» **EXERCISE DESCRIPTION**
Among the entries that follow, find every line with the word "robot" and list it.

Excerpts from a dataset:

PR #5394, opened 2024-01-30
chore: Bump label-studio-converter version to 0.0.58

robot-ci-heartex:
Hi @robot-ci-heartex!

This PR was created in response to a manual trigger of the release workflow here: https://github.com/HumanSignal/label-studio/actions/runs/7714911871.

PR #5396, opened 2024-01-30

» **RESPONSE AREA**
robot-ci-heartex:
Hi @robot-ci-heartex!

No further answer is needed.